Bodies fly in Queeny Park, where dozens of women in spandex play roller derby on Saturday nights. In front of an enthusiastic crowd, the Arch Rival Roller Girls battle at Midwest Sport Complex in what one player calls “football on skates.”

Fans cluster in the stands or sit on the ground around the edges of the track, drinking cans of PBR and hollering at their favorite players. The league’s jeerleaders (cheerleaders with attitude) fling towels into the crowd with a slingshot. When the ladies skate out, there are plenty of tattoos on display, and also many bruises, badges of honor earned during rough practices and games. Women of all physiques, ages 18 through the early 40s, are drawn by the opportunity to compete, exercise and make friends. “It’s a way of life: the camaraderie of being with other strong, athletic women who have the same goal of having fun and doing something out of the norm,” says Cari Wohlrabe, a recently retired blocker for the Smashinistas, one of four St. Louis teams.

While the sport has evolved from its early days as choreographed entertainment, there’s still a bit of showmanship involved. Skaters personalize their aggressive makeup and accessories to express themselves and intimidate their opponents, and each has a carefully selected nickname emblazoned on the back of her jersey. These noms de derby are sometimes risque and always clever; Wohlrabe played as The Forecloser, a reference to her job as a residential mortgage lender at a bank.

It can take a first-time fan a while to figure out how the sport is played. Of the five players from each team skating around the circular track, one woman is designated the jammer, and she attempts to pass other skaters in order to score points. The rest of the players act as blockers, using their bodies to impede the opposing jammer’s path or force her out of bounds. If a jammer laps all of the opposing team’s blockers, she’s the lead jammer with the power to control the length of the round, called a jam, signaling when she wants it to end by pounding on her hips. “It’s got a lot to do with strategy, which, if you don’t do derby, you don’t realize,” Wohlrabe explains.

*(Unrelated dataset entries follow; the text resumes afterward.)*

Issue #183, opened 2015-01-08
Support snakeviz


cdeil:
It would be great if `asv` supported https://github.com/jiffyclub/snakeviz in addition to `RunSnakeRun`,
because it's easy to install anywhere (e.g. on Mac).

Long-term using a web-profile-viewer might allow interactivity by making a webapp: click on one or two commits, click "profile" ... asv goes off and executes the commands and opens a new browser window with the results.

cc @jiffyclub

mdboom:
Yes, as a first pass, we could support snakeviz as just another profiling GUI alongside the desktop ones `asv` already supports.

The long term plan is to save the profiling data along with the benchmarking results and be able to get to them directly from the `asv` ui.  There's a couple of obstacles to this: Python cProfile data doesn't contain the source code -- only hardcoded paths to the source code -- so this would have to be converted to something static that did contain the source code so that sharing profiling data across machines/users made sense.  Secondly, `snakeviz` probably isn't the appropriate tool for this as it stands now, since it includes a server-side component.  It may be not be a huge step to modify it to run off of static data, however -- that would be ideal, then it just becomes another part of the static blob that gets placed on a static web server.

cdeil:
Or `asv` grows an optional server-side components in addition to it's current capability of creating static webpages. IMO having the ability to browse benchmarks and then to profile and try to understand the "interesting" features they show easily would be super nice.

jiffyclub:
SnakeViz is fairly amenable to this since it's turning into a static, single-page application. The server does do some pre-processing of the stats, but once it's done it renders/delivers the HTML and then the server's job is over (except to deliver static assets). If you can generate and store that rendered HTML you're on your way (I haven't looked into how to do this). You'd also have to make sure SnakeViz's static assets were on the server.

mdboom:
Yes, but the fact that `asv` has no server-side component is the whole reason I started the project, since none of the available alternatives work that way.  I think a lot would be lost if we moved away from that.  I'm not sure that snakeviz really needs the server side component, except that it was a convenient way to develop it.

mdboom:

With all that physical contact, injuries are to be expected. “What you find with blockers and jammers are knee injuries, broken ankles, broken wrists. Those are unavoidable,” Wohlrabe says. “I had a concussion once because I got hit hard. I’ve had black eyes, and I had a sprained ankle once.” But players get over their fear pretty quickly. “You can’t be afraid,” Wohlrabe says. “You have to be ready to get hit by girls who are a lot bigger than you.”

There are plenty of hits tonight. Blockers pack in tight and await the impact of the jammer, who rams into them, trying to break through. She finally escapes and races around the track, graceful yet fierce. Fans cheer as she racks up points, dodging blockers and holding off the other jammer by hugging the inside curve. Exhausted, she calls off the jam and slides into a chair on the sidelines.

At the end of the bout, the players roll out to sign autographs for wide-eyed little girls. They’re panting, sweating and nursing wounds—but for derby girls, the night is young. After a shower and a snack, they’re headed out to the Grove for their famous after-party at Atomic Cowboy.